In order to understand the middle class, we first have to draw a line in the economic sand.  Many in our society would like to believe that we live in a classless system but this isn’t true especially when we look at the financial data.  This classless belief has been shattered with the current structure of the banking bailouts that have favored the top 1 percent in our country.  I wanted to update some of the data that I had posted back in December of 2008.  There is something fascinating about looking at aggregate income data because it tells us a lot about our financial condition.  Yet whenever we hear debates about the middle class, rarely does anyone talk about the specific income cutoff.

Let us first examine the top 35 percent of households:

Source:  Census

If a household brings in $65,000 or more they have made it into the top 35 percent of affluent households.  Now this may not seem like much to a large number of middle class Americans given the rising cost of goods over the last few decades.  To make it into the top 1 percent a household would need to make more than $250,000 per year.  To be in the top 0.1% a household would need to make more than $1.6 million.  This data distribution was from 2007.  I managed to find more recent Census data from 2008 and put together an updated chart to shed a different perspective of the middle class.  The below chart is more realistic because it goes from 0 to $200,000 and since most people fall along this spectrum the information might be more useful and applicable:

38 percent of U.S. households make $49,999 or less.  When we talk about the 40 million Americans receiving food assistance this is where we are looking.  If we look at household incomes of less than $74,999 we cover 58 percent of all U.S. households.  The actual median household income in 2008 is $63,000 according to the American Community Survey done by the Census.  We’ll have more updated information in September of this year with data for 2009.

The above chart helps highlight the cutoff points for middle class Americans.  In recent debates, we have seen that those who make $100,000 or more have somehow made this seem like the de facto income in America.  Even at this level, only 20 percent of U.S. households make $100,000 or more.  This is high relative to what many Americans are working with.  Yet I think many in the media since they fall in this range seem to project their own income situation onto the public discourse.  If they would only look at the above data they would find out that middle class Americans have to get by with much less in today’s market.

A household that makes more than $200,000 is in the top 5 percent of our country.  Yet even that isn’t enough to put them in the top 1 percent that control 42 percent of all financial wealth.  But even within the top 1.5 percent income variation is enormous:

Source:  Wikipedia

“As of 2005 there are approximately 146,000 (0.1%) households with incomes exceeding $1,500,000, while the top 0.01% or 11,000 households had incomes exceeding $5,500,000. The 400 highest tax payers in the nation had gross annual household incomes exceeding $87,000,000. Household incomes for this group have risen more dramatically than for any other. As a result the gap between those who make less than one and half million dollars annually (99.9% of households) and those who make more (0.1%) has been steadily increasing, prompting The New York Times to proclaim that the “Richest Are Leaving Even the Rich Far Behind.” Indeed the income disparities within the top 1.5% are quite drastic. While households in the top 1.5% of households had incomes exceeding $250,000, 443% above the national median, their incomes were still 2200% lower than those of the top .01% of households. One can therefore conclude that almost any household, even those with incomes of $250,000 annually are poor when compared to the top .1%, who in turn are poor compared to the top 0.000267%, the top 400 taxpaying households.”

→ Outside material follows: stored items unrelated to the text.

PR #501, opened 2023-10-26
feat: initial UI toolkit

aiscarvalho:
## Feat/initial UI toolkit

Created the Typography page to kickstart beabee's UI Toolkit (see page in `/admin/ui-toolkit`).
In this page we documented the existing heading components and body text styles to organize information hierarchically.

image

## Changes

While documenting the existing text styles we:
- adjusted the sizes for headings (larger text sizes), font weights, letter spacing and color
- updated text sizes and line height settings in tailwing config
- added a new component for h4 headings
- applied title component to callout card
- adjusted heading margins in user contribution page
- larger text size for the Tabs component in large screens (above 1280px)
- applied AppInfoList component to user dashboard page
- minor: fixed the title alignment in the Join Page

User dashboard Before/After 
image image


src/components/pages/profile/ContributionInfo.vue
```diff
@@ -1,26 +1,19 @@
...
-      <div class="title uppercase">{{ t('common.contributing') }}</div>
-
-      <div class="content">
-        {{ n(contact.contributionAmount, 'currency') }}<br />
-        {{ t('common.every') }}<br />
-        {{ period }}<br />
-      </div>
-    </div>
+<template
+  ><div class="flex pt-3">
```
wpf500: Needs a new line after the `<template>` here

src/components/PageTitle.vue
```diff
@@ -1,8 +1,11 @@
...
-  <div class="mb-5" :class="{ 'border-b border-primary-40 pb-3': border }">
-    <div class="flex justify-between items-center">
+  <div class="mb-5">
+    <div
+      class="flex justify-between items-center"
+      :class="{ 'border-b border-primary-40 pb-3': border }"
+    >
       <AppTitle
-        class="mr-4 text-primary-80"
+        class="mr-4 text-primary-80 !font-light"
```
wpf500: It would be better to use a prop here on `AppTitle` rather than adding style override

src/components/AppTitle.vue
```diff
@@ -1,7 +1,7 @@
 <template>
   <h1
-    class="font-title font-bold"
-    :class="big ? 'text-3.5xl md:text-5xl' : 'text-2.5xl'"
+    class="font-title font-semibold tracking-tight"
+    :class="big ? 'md:text-5xl' : 'text-3.5xl'"
```
wpf500: I think the big version needs a default text size as currently it just has the base text size on mobile

image

src/components/AppSectionHeading.vue
```diff
@@ -0,0 +1,8 @@
+<template>
+  <h4 class="font-title text-xl font-regular tracking-tight text-body">
```
wpf500: `tracking-tight` seems very dependent on the font so probably wouldn't work across all the available fonts?

src/components/AppSubHeading.vue
```diff
@@ -1,5 +1,7 @@
 <template>
-  <h3 class="font-title text-lg font-semibold"><slot /></h3>
+  <h3 class="font-title text-1.8xl font-semibold tracking-tight text-body-60">
```
wpf500: See above for `tracking-tight`

src/components/PageTitle.vue
```diff
@@ -1,8 +1,11 @@
 <template>
-  <div class="mb-5" :class="{ 'border-b border-primary-40 pb-3': border }">
-    <div class="flex justify-between items-center">
+  <div class="mb-5">
+    <div
+      class="flex justify-between items-center"
+      :class="{ 'border-b border-primary-40 pb-3': border }"
```
wpf500: I think moving the border changes the appearance for a `PageTitle` with a border and a subtitle, is this intentional?

Before:
image

After:
image

In practice no where actually uses subtitle and border together and only the account page uses the subtitle, so maybe we could just remove the subtitle functionality and just add it as a normal `<p>` on the account page?

src/components/callout/CalloutSummary.vue
```diff
@@ -1,7 +1,7 @@
 <template>
   <div>
     <div class="mb-4 flex">
-      <div class="flex-1">
+      <div class="flex-1 space-y-3">
```
wpf500: Better to just add mb-3 to the AppSubHeading here as `space-*` is a bit of a [hacky utility](https://tailwindcss.com/docs/space#limitations)

tailwind.config.js
```diff
@@ -37,7 +37,7 @@ module.exports = {
         DEFAULT: '3px',
       },
       lineHeight: {
-        tight: '1.3',
```
wpf500, line 40: This is a big change that changes the standard line height for the whole UI, was it intentional? Quite a few things look more squashed now

image
image

wpf500 (commented):
Some good improvements here, a few comments added.

I think it would be good if rather than having `mb-*` on the heading components if they instead defined the standard spacing within the component, so we don't end up with lots of spacing variation in the UI. What do you think?

src/components/PageTitle.vue
aiscarvalho: Yes, makes much more sense. Added a prop `light` to AppTitle that is now used in PageTitle.

src/components/AppTitle.vue
aiscarvalho: Thanks for catching this. Added a base text size now.

src/components/AppSectionHeading.vue
aiscarvalho: We tested this with all the available fonts and think it works well. 
But maybe we can discuss and review this one together, in Essen.

src/components/PageTitle.vue
aiscarvalho: We removed the subtitle functionality and add a ´<p>' in the account page.

Thanks for suggesting this sensible update. We wanted to add a border to this title and when we did we noticed it was the only page with extra text below the title (and above the border).

src/components/callout/CalloutSummary.vue
aiscarvalho: Done! Removed all `space-y-*`

tailwind.config.js
aiscarvalho: Agreed!

When reviewing the text sizes we noted that we had a custom value for `leading-tight`, larger than the default line-height. We changed the value but didn't know this class was applied to the `body` and affected all text elements.
We removed it from `body` and will use it only when it's appropriate.

aiscarvalho:
@wpf500 thank you for the careful revision. We address most of the questions and suggest we discuss the titles tracking together, next week.

wpf500:
This PR has some great changes in it that I want to merge before we get lots of merge conflicts, so I've temporarily removed `tracking-tight` until we discuss it.

src/components/PageTitle.vue
```diff
@@ -1,26 +1,31 @@
...
 
 defineProps<{
   title: string;
-  subTitle?: string;
   border?: boolean;
   noCollapse?: boolean;
 }>();
 </script>
+<style lang="postcss" scoped>
+.has-border h1 {
```
wpf500: Whenever you want to create classes (especially ones with non-class-only selectors) there is probably a more "Tailwindy" way. In this case it's actually much simpler just to remove `pb-3` from the border then you don't need to do anything to AppTitle

Issue #90, opened 2022-01-21
Numbers are cut off at bottom 


saschafoerster:
Somehow the numbers are not fully visible. 
<img width="449" alt="Bildschirmfoto 2022-01-21 um 17 25 36" src="https://user-images.githubusercontent.com/1153741/150563352-f2015f61-692f-494a-bdc5-ec956493a067.png">

saschafoerster:
Same in the backend  ./profile/contribution

<img width="396" alt="Bildschirmfoto 2022-01-21 um 17 27 47" src="https://user-images.githubusercontent.com/1153741/150563693-10d77d1e-6255-44ea-ac54-84cecb5acf10.png">

basilesimon:
Seems to me that the `<div.relative>` containing the number and its shadow `input` aren't dealt with very well in Safari (the only browser I can reproduce this bug on).

Very slightly tweaking the line-height of the `<div.text-6xl>` helps but does not feel very tailwind-y.
Alternatively, adding a bit of padding-bottom on the `<div.relative>` causes the baseline to go out of the window, and the number to hang a bit... which we may or may not be fine with.

saschafoerster:
Indeed, I saw this in Safari, sorry for not describing it in more detail before! 

PS: Isn't it that Safari users pay more? 😇

wpf500:
Fixed by #504!

PR #504, opened 2023-10-27
feat: add optional contribution option

wpf500:
Added the optional contribution check box to the join page and the setting to enable it to the membership builder.

I also fixed the long standing #90 which was only reported in Jan 2021 :wink:, and abstracted the contribution period/amount selector into a new generic `AppChoice`.

### Screenshots

image

## Checklist before merging


src/components/forms/AppInput.vue
```diff
@@ -80,6 +83,7 @@ const props = withDefaults(
     sameAs: undefined,
     pattern: undefined,
     prefix: undefined,
+    suffix: undefined,
```
JumpLink, line 86: Why are the values here initialised with `undefined`?

src/components/contribution/ContributionAmount.vue
```diff
@@ -116,7 +118,9 @@ const hasError = computed(() => validation.value.$errors.length > 0);
 
 const rules = computed(() => ({
   amount: {
-    minValue: minValue(toRefs(props).minAmount),
+    ...(!props.disabled && {
+      minValue: minValue(toRefs(props).minAmount),
+    }),
   },
 }));
```
JumpLink: I find this difficult to read, why not instead like this?

```ts
cconst ruls = computed(() => {
  if (props.disabled) return { amount: {} };

  return {
    amount: {
      minValue: minValue(toRefs(props).minAmount),
    },
  };
});
```

JumpLink (approved):
is approved, just two beauty questions / suggestions

src/components/forms/AppInput.vue
wpf500: It seems strange to me too but if I don't set a default on optional props then I get an ESLint warning:

image

src/components/contribution/ContributionAmount.vue
wpf500: I'm definitely guilty of doing this sort of thing way too much :+1:

What do you think of using a ternary operator, e.g.
```ts
const rules = computed(() =>
  props.disabled
    ? { amount: {} }
    : {
        amount: {
          minValue: minValue(toRefs(props).minAmount),
        },
      }
);
```

I find ternary operators easy to read and offer less potential for future developers to do strange things with not seeing early returns etc.

JumpLink: Looks good 👍

src/components/forms/AppInput.vue
JumpLink: okay

PR #510, opened 2023-11-03
feat!: API keys with expiry dates

wpf500:
Allow admins to create API keys with an expiry date to make them (slightly) more secure.

### Changes

* **Improved `AppCheckbox`** - made `modelValue` optional, this is useful for cases where you want to require the user to confirm an action, e.g.
  ```vue
  <AppCheckbox label="Confirm you understand the risks" required />
  ``` 
* **New time component** - `AppTime` show the relative time to now with correct title and datetime props
  * Replaced lots of custom `formatDistanceLocale` code with this component
* **Fixed `Serial` type** - correctly convert `Date | null` to `string | null` instead of `string`
* **Improved typing on `AppTable` and `AppPaginatedTable`** - Use newly supported generics. This started because I wanted to use `rowClass` on AppPaginatedTable without `any`, and it seems that Volar now supports it!

See https://github.com/beabee-communityrm/beabee/pull/321 for backend changes.

### Screenshots

image

## Checklist before merging


src/components/table/table.interface.ts
```diff
@@ -1,3 +1,10 @@
+export interface Item {
+  selected?: boolean;
+  // TODO: Try applying proper types to this
+  // eslint-disable-next-line @typescript-eslint/no-explicit-any
+  [key: string]: any;
```
JumpLink, line 5: In `AppPaginatedTable.vue` you have `generic="I extends Item"` so item should be extended and that `[key: string]: any;` is not necessary?

JumpLink, line 5: This is not necessary, as you can simply inherit from `Item` and then pass this type to the component?

src/components/table/AppTable.vue
```diff
@@ -82,7 +82,7 @@
   </table>
 </template>
 
-<script lang="ts" setup>
+<script lang="ts" setup generic="I extends Item">
```
JumpLink, line 85: Interesting feature, how would I pass a generic parameter to this component?

src/pages/admin/settings/api-keys.vue
```diff
@@ -80,6 +83,26 @@ meta:
...
+        <AppSelect
+          v-model="newApiKeyData.expiresInDays"
+          :label="t('apiKey.data.expires')"
+          :items="[
+            { id: 0, label: t('adminSettings.apikey.expires.never') },
+            ...[30, 60, 90].map((days) => ({
+              id: days,
+              label: t('adminSettings.apikey.expires.days', { n: n(days) }),
+            })),
+          ]"
```
JumpLink: Maybe like this instead?

```ts
const generateExpiresInOptions = () => {
  const neverExpiresOption = { id: 0, label: t('adminSettings.apikey.expires.never') };
  const daysOptions = [30, 60, 90].map(days => ({
    id: days,
    label: t('adminSettings.apikey.expires.days', { n: n(days) }),
  }));

  return [neverExpiresOption, ...daysOptions];
}

const expiresInOptions = computed(generateExpiresInOptions);
```


```html
  <AppSelect
    v-model="newApiKeyData.expiresInDays"
    :label="t('apiKey.data.expires')"
    :items="expiresInOptions"
    :info-message="t('adminSettings.apikey.expiresHelp')"
    required
    class="mb-4"
  />
  ```

src/components/table/table.interface.ts
wpf500: It's required to generically access properties on the item in `AppTable`:
https://github.com/beabee-communityrm/beabee-frontend/blob/cfd0564de8ca24b7a826e73e1dc103d7787cb4e6/src/components/table/AppTable.vue#L67

It would be really amazing to make this all type safe but it's way above my type skills so would take me too long at the moment!

JumpLink (approved):
Looks good to me, again only cosmetic comments

src/components/table/AppTable.vue
wpf500: As in when you use the component? I don't know how you explicitly pass types but for the most part it will infer them from your props

src/components/table/table.interface.ts
JumpLink: Okay

src/pages/admin/settings/api-keys.vue
wpf500: I knew you'd call me up on this :smile:... I've been coding on my own for too long! I'll fix it

src/components/table/AppTable.vue
JumpLink: good to know, I'll try it out when I get the chance, thanks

I guess many things are relative when it comes to income.  True wealth is actually measured by net worth.  In 2009 the number of millionaire households jumped to 7.8 million but this is down from the peak of 9.2 million in 2007.  This recession has destroyed a lot of wealth and the middle class have seen a longer journey ahead if they ever wish to reach financial security.  But this isn’t a new trend and this recession has only brought the issue of economic class to the forefront.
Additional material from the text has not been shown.